Task statement
Take each line of the records below that contains the string "Bastion" and copy it.

____________

Issue #1545, opened 2023-05-11
Remove Bastion.Networks


mdbooth:
Part of: https://github.com/kubernetes-sigs/cluster-api-provider-openstack/issues/1544

PR #1546, opened 2023-05-11
🌱 Reduce the Bastion status to only fields which are used

mdbooth:
The Instance type's only remaining use was to report the status of the Bastion. Most of the fields weren't used, but were still polluting the API. This change makes the intended use of the type explicit, and reduces it to only the fields which are actually used.

While this is an API change, it doesn't change any fields which have ever actually been set.

Fixed: #1545

/hold


dulek:
/lgtm

Nice, I like this.

PR #1550, opened 2023-05-15
🌱Remove PortOpts from Network

### LINKED ISSUE #1549: Remove PortOpts from Network
/kind feature

Part of: https://github.com/kubernetes-sigs/cluster-api-provider-openstack/issues/1544

Network.PortOpts is not used in the external API. Its only use is internal, in createInstance().

`constructNetworks()` returns `[]infrav1.Network`, which is then passed to `GetOrCreatePort()`. The only required information is passed in the contained `PortOpts`. This `PortOpts` is not required for any other use of `infrav1.Network`, which means we are adding it to the external API for a purely internal use.

mdbooth:
This is an API change, but the removed field is not used by the API. This can be verified by looking at the second commit: it removes the field from the API but does not touch any code outside of api/.

Fixes #1549 

Easiest to review as 2 separate commits.

/hold


lentzi90 (commented):
/lgtm

lentzi90:
Not sure about the error. Checking if it was flake.

PR #1715, opened 2023-10-06
✨ Add server name for the Machine InternalDNS

### LINKED ISSUE #1689: CAPO should set InternalDNS in status.Addresses

MaysaMacedo:
For a node to join the cluster, a CSR generated by kubelet with the node name must be approved. The approval happens if the value of the NodeInternalDNS entry on the Machine matches the node name. When using legacy cloud provider the value of that node name is the Server name. This commit ensures the nodes handled with legacy cloud provides get approved by adding the server name to the list of Machine addresses.

Fixes #1689 

/hold


controllers/openstackmachine_controller.go
```diff
@@ -348,6 +348,12 @@ func (r *OpenStackMachineReconciler) reconcileNormal(ctx context.Context, scope
 	}
 
 	addresses := instanceNS.Addresses()
+
+	// Append the server's name as the NodeInternalDNS to match the node name of a CSR created for a node that used in-tree provider.
```
mdbooth, line 352: Can we expand on this comment a bit? This makes it sound like we might be able to remove this now. However, we can probably never remove this because it's required for nodes which were upgraded from in-tree.

MaysaMacedo: Done

controllers/openstackmachine_controller.go
```diff
@@ -348,6 +348,14 @@ func (r *OpenStackMachineReconciler) reconcileNormal(ctx context.Context, scope
 	}
 
 	addresses := instanceNS.Addresses()
+
+	// A node joins the cluster if the CSR generated by kubelet with the node name is approved.
```
mdbooth, line 352: Can you make a note here that this is specific to OpenShift but likely also relevant to other systems.

mdbooth (commented):
@MaysaMacedo Expanded comment looks good, thanks! Can I ask you to just clarify that the specific behaviour described is OpenShift's?

@lentzi90 I've worked on this with @MaysaMacedo so I'd appreciate an independent look if you get a moment.

/approve

lentzi90 (commented):
Do I understand correctly that the idea is that the server name will in most cases be the same as the node name, especially if migrating from the in-tree provider?
Any plans to support other cases, or is this enough?

mdbooth:
> Do I understand correctly that the idea is that the server name will in most cases be the same as the node name, especially if migrating from the in-tree provider? Any plans to support other cases, or is this enough?

I'd expect node name to be the same as server name *only* in cases where it's been overridden in order to be compatible with the in-tree provider. Honestly, outside of OpenShift I'd expect this to be an unusual configuration now that the in-tree provider has been removed.

I expect the normal case to be where nodename is the same as hostname, which this doesn't support. The plan is to add a second InternalDNS entry containing hostname, but only when the server supports microversion 2.90. This may end up being one of the first consumers of your microversion patch.

So:
* Everybody gets an InternalDNS entry containing server name. This is a niche case, but it's also the easiest to implement. It's important to Red Hat because it's currently all OpenShift nodes.
* If you have microversion >= 2.90 you *also* get an InternalDNS entry containing hostname (tbd). This is the usual case, but it requires variable microversion support. We'd also like to implement this asap.

mdbooth (commented):
Thanks. As this just updates the comment I'm going to add back @lentzi90 's lgtm

/lgtm

MaysaMacedo:
/hold cancel

We tested it and it worked.
@mdbooth Thank you!

PR #1716, opened 2023-10-09
🌱 Bump devstack image to ubuntu 22.04

lentzi90:

We have been seeing issues with cloud-final failing while setting up the devstack. One issue could be that the image we use is just too old. Let's try something newer.

Fixes #

**TODOs**:

- [x] squashed commits
- if necessary:
  - [ ] includes documentation
  - [ ] adds unit tests

/hold


mdbooth:
The tests will decide, so

/lgtm

lentzi90:
Amazing. The test passed just like that. I was sure we would need to fiddle with some config :sweat_smile: 
/hold cancel

Issue #1717, opened 2023-10-10
Old flags used in ensure-kubectl.sh


lentzi90:
/kind bug

**What steps did you take and what happened:**
A periodic job failed due to

```console
$ kubectl version --client --short
error: unknown flag: --short 
```

in [ensure-kubectl.sh](https://github.com/kubernetes-sigs/cluster-api-provider-openstack/blob/main/hack/ensure-kubectl.sh).

See: <https://prow.k8s.io/view/gs/kubernetes-jenkins/logs/periodic-cluster-api-provider-openstack-e2e-full-test-main/1711561098999631872>

**What did you expect to happen:**

The job should not fail.

**Anything else you would like to add:**

We just need to update the way we extract the version from `kubectl version`.

mdbooth:
Possible fix(es) in https://github.com/kubernetes-sigs/cluster-api-provider-openstack/pull/1713

PR #1718, opened 2023-10-10
🌱 ci: Several CI fixes

mdbooth:
This PR contains several critical fixes, all of which are required for passing CI.

Firstly, fixes several issues which seem to stem from a bump in the base prow image.

Secondly, reverts the effect of #1716 by putting the devstack image back to Ubuntu 20.04. Devstack for OpenStack Yoga does not support Ubuntu 22.04.

Lastly, fixes a GCE provisioning issue which prevented #1716 from being tested properly. It looks like we could non-deterministically reuse an old disk image depending on which zone we landed in, meaning we were not necessarily testing the change in the PR under test.

Fixes: #1717 

/hold

### DIFF
--- a/hack/ci/create_devstack.sh
+++ b/hack/ci/create_devstack.sh
@@ -77,32 +77,26 @@ function retry {
 function ensure_openstack_client {
     if ! command -v openstack;
     then
-        # We are running in a Debian Buster image with python 3.7. Python 3.7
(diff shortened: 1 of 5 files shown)


lentzi90 (commented):
/lgtm

lentzi90 (commented):
/lgtm

PR #1723, opened 2023-10-12
🌱 Use k8s v1.28 in tests

lentzi90:
Bump Kubernetes to v1.28.2 for e2e tests and bump envtest Kubernetes
version to v1.28.0. Also removes the now unused USE_CI_ARTIFACTS
environment variable that was set in some places.


lentzi90:
I cannot find the issue. Rerunning to rule out flake...

lentzi90:
:facepalm: triggered wrong test...

lentzi90:
@tormath1 could there be something wrong with the flatcar image? I created it with image-builder in the same way as I did the ubuntu image. Any special settings needed?
I'm a bit lost on why it fails, but it has failed 2 times in the flatcar test. I will debug more myself also a bit later

lentzi90:
Thanks @tormath1 ! I have built a new image and uploaded. Let's see how it goes! :crossed_fingers: 

lentzi90:
Fantastic! It worked! :slightly_smiling_face: Thanks again for the help!

lentzi90:
Updated the table in the readme. I just added v1.28 to it and did not remove any of the older versions or check marks. My reasoning is that we have, for example, tested CAPO v1alpha6 with k8s v1.23 at some point so the check mark is still valid, even though we do not currently test it.

jichenjc:
>>> did not remove any of the older versions or check marks. My reasoning is that we have, for example, tested CAPO v1alpha6 with k8s v1.23 at some point so the check mark is still valid, even though we do not currently test it.

jichenjc:
>>> did not remove any of the older versions or check marks. My reasoning is that we have, for example, tested CAPO v1alpha6 with k8s v1.23 at some point so the check mark is still valid, even though we do not currently test it.

we can achieve those `older` version at some point later and keep newer enough info

Issue #1674, opened 2023-09-15
Remove FloatingIP from OpenStackMachineSpec


mdbooth:
/kind feature

FloatingIP is not used by the machine controller, only the Bastion. We should move the floating IP configuration to the Bastion spec (OpenStackCluster.Spec.Bastion) instead.

EmilienM:
I agree with Matt, it's only used in the Bastion, see https://github.com/shiftstack/cluster-api-provider-openstack/blob/070714eaa24a25ec6774cbae1c6e140eb8babebe/controllers/openstackcluster_controller.go#L362-L363

EmilienM:
/reopen

We are reverting. I'll re-add it to main once we have v1alpha8.

mdbooth:
@EmilienM We put this back, right?

PR #1725, opened 2023-10-12
✨ Enable Worker Nodes to Associate with Floating IPs

mikaelgron:

This PR aims to enable worker nodes to associate with pre-allocated Floating IPs in OpenStack. The use-case is primarily for clients who want to whitelist their worker nodes in external services. By specifying a set of Floating IPs during the cluster setup, worker nodes can be configured to reuse these IPs, thus avoiding the need to track new floating IPs.

> **Note:** This feature is currently in an experimental phase, and we are looking for feedback. It's not targeted to join alpha8 yet.

**Future Steps**

We're already contemplating further enhancements to add dynamicity to this feature. One idea is to allow the cluster CRD to dynamically create Floating IPs based on the number of machine deployments + X or something like that. While this isn't part of the current PR, it is a direction we're interested in exploring.

**Feedback Requested**
We are actively looking for feedback on this feature to understand its viability and possible improvements. Feel free to comment with your suggestions, questions, or concerns.

**TODOs**:
- [ ] squashed commits
- if necessary:
  - [ ] includes documentation
  - [ ] adds unit tests

/hold


controllers/openstackmachine_controller.go
```diff
@@ -426,6 +434,36 @@ func (r *OpenStackMachineReconciler) reconcileNormal(ctx context.Context, scope
...
+			}
+
+			port, err := computeService.GetManagementPort(openStackCluster, instanceStatus)
+			if err != nil {
+				conditions.MarkFalse(openStackMachine, infrav1.InstanceReadyCondition, infrav1.FloatingIPErrorReason, clusterv1.ConditionSeverityError, "Obtaining management port for worker machine failed: %v", err)
+				return ctrl.Result{}, fmt.Errorf("get management port for worker machine: %w", err)
+			}
+
+			if fp.PortID != "" {
+				scope.Logger().Info("Floating IP already associated to a port", "id", fp.ID, "fixedIP", fp.FixedIP, "portID", port.ID)
```
dulek, line 454: This feels like something happening all the time, it should have lower log level.

controllers/openstackmachine_controller.go
```diff
@@ -426,6 +434,36 @@ func (r *OpenStackMachineReconciler) reconcileNormal(ctx context.Context, scope
...
+			} else {
+				err = networkingService.AssociateFloatingIP(openStackMachine, fp, port.ID)
+				if err != nil {
+					conditions.MarkFalse(openStackMachine, infrav1.InstanceReadyCondition, infrav1.FloatingIPErrorReason, clusterv1.ConditionSeverityError, "Associating floating IP failed: %v", err)
+					return ctrl.Result{}, fmt.Errorf("associate floating IP %q to worker node with port %q: %w", fp.FloatingIP, port.ID, err)
+				}
+			}
+		}
```
dulek, line 462: We should log a situation when node haven't got any FIP because pool got exhausted.

controllers/openstackmachine_controller.go
```diff
@@ -426,6 +434,36 @@ func (r *OpenStackMachineReconciler) reconcileNormal(ctx context.Context, scope
 	}
 	conditions.MarkTrue(openStackMachine, infrav1.APIServerIngressReadyCondition)
 
+	// Apply floating ip on worker if enabled in openStackCluster spec
+	if !util.IsControlPlaneMachine(machine) && openStackCluster.Spec.WorkerFloatingIPConfig.Enabled {
+		scope.Logger().Info("Processing worker floating IPs")
+		for _, floatingIP := range openStackCluster.Spec.WorkerFloatingIPConfig.IPAddresses {
+			fp, err := networkingService.GetOrCreateFloatingIP(openStackMachine, openStackCluster, clusterName, floatingIP)
```
dulek, line 441: If FIP actually got created, where do we remove it on cluster deinstallation?

api/v1alpha7/types.go
```diff
@@ -29,6 +29,11 @@ type ExternalRouterIPParam struct {
 	Subnet SubnetFilter `json:"subnet"`
 }
 
+type WorkerFloatingIPConfig struct {
+	Enabled     bool     `json:"enabled,omitempty"`
```
dulek, line 33: Do we even need this flag? Could a `nil` or empty list work as a disabled state?

dulek (changes requested):

mdbooth (commented):
Let me start with a negative: I'm not a fan of the design here, particularly that this would apply to all workers without any obvious mechanism for restricting it. It also touches floating IPs in the machine controller, which is already an almighty mess. I actually opened https://github.com/kubernetes-sigs/cluster-api-provider-openstack/issues/1674 to track removing floatingIP from the machine spec because it can't be used correctly.

However, the use case you describe sounds interesting. I'd like to help you implement it.

This sounds like it could be an IPAM controller? I believe this was first implemented by metal3, so @lentzi90 may know more about it. How about we created an OpenStackFloatingIPPool. It could contain your pre-populated list of FIPs, or create them on demand. We could add floatingIP to PortOpts, except that instead of being an IP it would be a reference to an IPAM provider (in this case our OpenStackFloatingIPPool). The machine controller would create an IPClaim for the port and wait for an IPAddress to be allocated, at which point it could create the port.

The metal3 docs are here: https://book.metal3.io/ipam/introduction.html. There was talk of CAPI adopting it, and I understand CAPV are also using it.

controllers/openstackmachine_controller.go
mikaelgron: Agreed. It should perhaps be reduced on the APIServerLoadBalancer flow on line 426 as well.

controllers/openstackmachine_controller.go
mikaelgron: For the use case where you have to create IPs first to get the actual IP address strings to put in the spec, they would need to be removed manually anyway. It would be better to use a getter instead of a get-or-create in this case.

controllers/openstackmachine_controller.go
```diff
@@ -273,6 +273,14 @@ func (r *OpenStackMachineReconciler) reconcileDelete(scope scope.Scope, cluster
 		}
 	}
 
+	// If this is a worker node and it has a floating IP attached, disassociate it.
+	if !util.IsControlPlaneMachine(machine) && openStackMachine.Spec.FloatingIP != "" {
```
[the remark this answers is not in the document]
mikaelgron: True, and I believe it's unnecessary to disassociate FIP in code. Guessing that happens automatically when the worker disappears.

dulek:
Looks like something being implemented by #1763?

mdbooth:
Closed in favour of https://github.com/kubernetes-sigs/cluster-api-provider-openstack/pull/1762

____________

Problem solution
Remove Bastion.Networks
🌱 Reduce the Bastion status to only fields which are used
The Instance type's only remaining use was to report the status of the Bastion. Most of the fields weren't used, but were still polluting the API. This change makes the intended use of the type explicit, and reduces it to only the fields which are actually used.
FloatingIP is not used by the machine controller, only the Bastion. We should move the floating IP configuration to the Bastion spec (OpenStackCluster.Spec.Bastion) instead.
I agree with Matt, it's only used in the Bastion, see https://github.com/shiftstack/cluster-api-provider-openstack/blob/070714eaa24a25ec6774cbae1c6e140eb8babebe/controllers/openstackcluster_controller.go#L362-L363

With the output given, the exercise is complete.